Start of Data in this exercise

PR #253, opened 2015-11-27
Tag Subscriber

### LINKED ISSUE #251: support tag invalidation with Symfony HttpCache
#237 separated tagging from BAN. we can now support tag invalidation with the symfony cache without needing full BAN support (#148).

/cc @andrerom

dantleech:
Would fix #251

This PR adds a framework for handling tagging and tag invalidation and an implementation for the Symfony HTTP cache.

httpcache

## Framework

Proxy clients may accept a `Tag\InvalidatorInterface` which can be used to fulfil the contract imposed by the `TagInterface`.

This PR provides 3 methods of invalidating tags; *response*, *remote* and *direct*:

- *response* method adds the tags-for-invalidation to the response;
- *remote* method sends a sepearate HTTP request to invalidate the tags (can be used with multi-server setup);
- *direct* uses the same instance of the TagManager as the HttpCache to directly invalidate tags.

Note that only the `remote` invalidator would work on multi-server/installation setups.

## Symfony HTTP Cache Implemnetation

This PR adds a `TagSubscriber` event subscriber to the event-dispatching Symfony `HttpCache`. This subscriber is
responsible for associating tags with responses and for invalidating tags (either from a request or from a response).

The subcsriber is dependent upon the `Tag\Manager\SymfonyCacheManager` to
perform the actual invalidation and association of tags.

## Tag Storage

An interface is provided for "tag storage" implementations. These implementations can be used by any system which needs
to associate tags with cache-entry-identifiers (i.e. URLs, hashes, whatever).

Currenltly a `DoctrineCache` implementation is provided which uses the Doctrine
Cache library - which allows the use of many different storage backends.

## Not Currently Implemented

- Tag content expiration: If all the contents that are associated with a given tag have expired, then the tag could be removed. We would need to serialize the expiry date of the content along with the content hash.

## Example

```php
$httpCache = // ...
$store = new Store($cacheDir);
$tagStorage = new DoctrineCache(new PhpFileCache($cacheDir . '/tags'));
$tagManager = new SymfonyCacheManager($tagStorage, $store);
$httpCache->addSubscriber(new TagSubscriber($tagManager));
```


src/SymfonyCache/Tag/ManagerInterface.php
```diff
@@ -0,0 +1,32 @@
...
+
+interface ManagerInterface
+{
+    /**
+     * Return the concrete cache paths for the given tag.
+     *
+     * @param string $tag
+     * @return string[]
+     */
+    public function getPathsForTag($tag);
```
dantleech: This is a utility method really for testing. Could be removed from the interface.

src/SymfonyCache/Tag/NullManager.php
```diff
@@ -0,0 +1,27 @@
+<?php
+
+namespace FOS\HttpCache\SymfonyCache\Tag;
+
+class NullManager implements ManagerInterface
```
dantleech: Use this class in dev env.

src/SymfonyCache/Tag/RemotePurger.php
```diff
@@ -0,0 +1,42 @@
...
+                'method'  => TagSubscriber::INVALIDATE,
+                'header' => sprintf('%s: %s', TaggedCache::HEADER_TAGS, json_encode($tags))
+            )
+        );
+        $context = stream_context_create($request);
+
+        foreach ($this->purgeUrls as $purgeUrl) {
+            $contents = file_get_contents($purgeUrl, false, $context);
+
+            $return = json_decode($contents, true);
```
dantleech: I am returning status information in JSON, seemed easiest.

src/SymfonyCache/TagSubscriber.php
```diff
@@ -0,0 +1,155 @@
...
+     * Name for HTTP header containing the tags (for both invalidation and
+     * initial tagging).
+     */
+    const HEADER_TAGS = 'X-TaggedCache-Tags';
+
+    /**
+     * Header which should contain the content digest produced by the Symfony
+     * HTTP cache.
+     */
+    const HEADER_CONTENT_DIGEST = 'X-Content-Digest';
```
dantleech: I initially coded these as options, as with the `UserContextSubscriber`, but it makes it awkward when you need these values from somewhere else, and would indicate the need for a `Configuration` object or something..

src/SymfonyCache/TagSubscriber.php
```diff
@@ -0,0 +1,155 @@
...
+
+    /**
+     * @var array
+     */
+    private $options = array();
```
dantleech: Not actually used.

src/SymfonyCache/TagSubscriber.php
```diff
@@ -0,0 +1,150 @@
...
+     * Check to see if the request is an invalidation request, if so
+     * handle the invalidation.
+     *
+     * @param CacheEvent $event
+     */
+    public function preHandle(CacheEvent $event)
+    {
+        $request = $event->getRequest();
+
+        if (self::METHOD_INVALIDATE!== $request->getMethod()) {
```
dantleech: Formatting -- note that this method does not work for 2 reasons with the built-in PHP webserver:

1. It does not recognize custom HTTP methods.
2. It is single threaded, making a request on the webserver when it is serving will cause it to lockup.

Should document this.

src/SymfonyCache/TagSubscriber.php
```diff
@@ -0,0 +1,150 @@
...
+        return new JsonResponse(array(
+            'Status' => 'PURGED',
+            'NbCacheEntries' => $nbCacheEntries
+        ));
+    }
+
+    private function handleTags(Response $response)
+    {
+        if (!$response->headers->has(self::HEADER_CONTENT_DIGEST)) {
+            throw new \RuntimeException(sprintf(
```
dantleech: Not really sure under which cicumstances the content digest header is sent -- we need it in order to link to the cache, and it seems to always be sent when the HTTP cache stores the page.

tests/Unit/SymfonyCache/TagSubscriberTest.php
```diff
@@ -0,0 +1,145 @@
...
+    private $tagManager;
+
+    /**
+     * @var CacheEvent
+     */
+    private $event;
+
+    public function setUp()
+    {
+        $this->tagManager = $this->prophesize('FOS\HttpCache\SymfonyCache\Tag\ManagerInterface');
```
dantleech: Using prophecy instead of PHPUnit Mock Object, hope thats ok.

composer.json
```diff
@@ -24,6 +24,7 @@
         "php": ">=5.4.8",
         "symfony/event-dispatcher": "~2.3",
         "symfony/options-resolver": "~2.3",
+        "symfony/filesystem": "~2.3",
```
dantleech: Should we depend on this or reimplement the code locally? The filesystem component provides a more resilient `symlink` method and recursive delete.

src/SymfonyCache/Tag/RemotePurger.php
ddeboer: Why not use the php-http client here instead of `file_get_contents`?

composer.json
ddeboer: Let’s not reinvent the wheel and just use symfony/filesystem. The only problem I have with this is that it is an *optional* dependency. @dbu Should we move symfony/filesystem to `require-dev` and add a note in the docs that users should install the dependency when they want to use tagging in Symfony Cache?

ddeboer:
Pretty cool, @dantleech! I think the `ManagerInterface` makes sense: it leaves open the option (as discussed in #251) to have different ways of invalidating tags with the Symfony Cache.

src/SymfonyCache/Tag/RemotePurger.php
dantleech: Can do - originally this code didn't have that dependency.

tests/Unit/SymfonyCache/TagSubscriberTest.php
ddeboer: Would you be okay with changing this to Mockery? That’s what we now use in this library’s test suites. It may be a bit confusing to have different ways of mocking.

dantleech: Yeah sure.

src/SymfonyCache/Tag/ManagerInterface.php
```diff
@@ -0,0 +1,31 @@
...
+    public function invalidateTags(array $tags);
+
+    /**
+     * Create a new tag for the given content digest.
+     *
+     * @param string $tag
+     * @param string $contentDigest
+     * @return void
+     */
+    public function createTag($tag, $contentDigest);
```
dantleech: Rename this -- we are associating a content digest with a tag which may already exist. Perhaps `tagContentDigest`

src/ProxyClient/Symfony.php
```diff
@@ -54,6 +58,7 @@ public function __construct(
         $resolver = new OptionsResolver();
         $resolver->setDefaults([
             'purge_method' => PurgeSubscriber::DEFAULT_PURGE_METHOD,
+            'tags_invalidator' => new NullManager()
```
dantleech: Have made the tags invalidator an option on the `Symfony` proxy.

src/ProxyClient/Symfony.php
```diff
@@ -79,4 +84,34 @@ public function refresh($url, array $headers = [])
 
         return $this;
     }
+
+    /**
+     * {@inheritDoc}
+     */
+    public function invalidateTags(array $tags)
+    {
+        $invalidationRequest = $this->options['tags_invalidator']->invalidateTags($tags);
```
dantleech: The tags invalidator optionally returns an `InvalidationRequest`. Invalidation can be performed directly upon the (tag) `ManagerInterface` instance, or on a dedicated `InvalidatorInterface` instance - i.e. the `RemoteInvalidator`.

src/SymfonyCache/Tag/RemoteInvalidator.php
```diff
@@ -0,0 +1,17 @@
+<?php
+
+namespace FOS\HttpCache\SymfonyCache\Tag;
+
+use FOS\HttpCache\ProxyClient\Request\InvalidationRequest;
+use FOS\HttpCache\ProxyClient\Symfony;
+use FOS\HttpCache\SymfonyCache\TagSubscriber;
+
+class RemoteInvalidator implements InvalidatorInterface
```
dantleech: document

dantleech:
Integrated with the Symfony proxy client. Everything should basically be there now, excepting the documentation. Will next try and test it on my website.

src/ProxyClient/Symfony.php
```diff
@@ -23,9 +27,10 @@
  * @author David de Boer <david@driebit.nl>
  * @author David Buchmann <mail@davidbu.ch>
  */
-class Symfony extends AbstractProxyClient implements PurgeInterface, RefreshInterface
+class Symfony extends AbstractProxyClient implements PurgeInterface, RefreshInterface, TagsInterface
 {
     const HTTP_METHOD_REFRESH = 'GET';
+    const HTTP_METHOD_INVALIDATE = 'INVALIDATE';
```
dantleech: Don't think this is required, it already exists somewhere.

src/SymfonyCache/TagSubscriber.php
```diff
@@ -0,0 +1,156 @@
...
+
+    /**
+     * {@inheritdoc}
+     */
+    private function tagResponse(Response $response)
+    {
+        $contentDigest = $this->getContentDigestFromHeaders($response->headers);
+        $tags = $this->getTagsFromHeaders($response->headers);
+        $expiry = $this->getExpiryFromResponse($response);
+        $this->manager->tagCacheId($tags, $contentDigest, $expiry);
```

End of Data in this exercise

Your goal. Select and copy each line from the data that includes the word "directly".

Answer for this exercise.
- *direct* uses the same instance of the TagManager as the HttpCache to directly invalidate tags.
dantleech: The tags invalidator optionally returns an `InvalidationRequest`. Invalidation can be performed directly upon the (tag) `ManagerInterface` instance, or on a dedicated `InvalidatorInterface` instance - i.e. the `RemoteInvalidator`.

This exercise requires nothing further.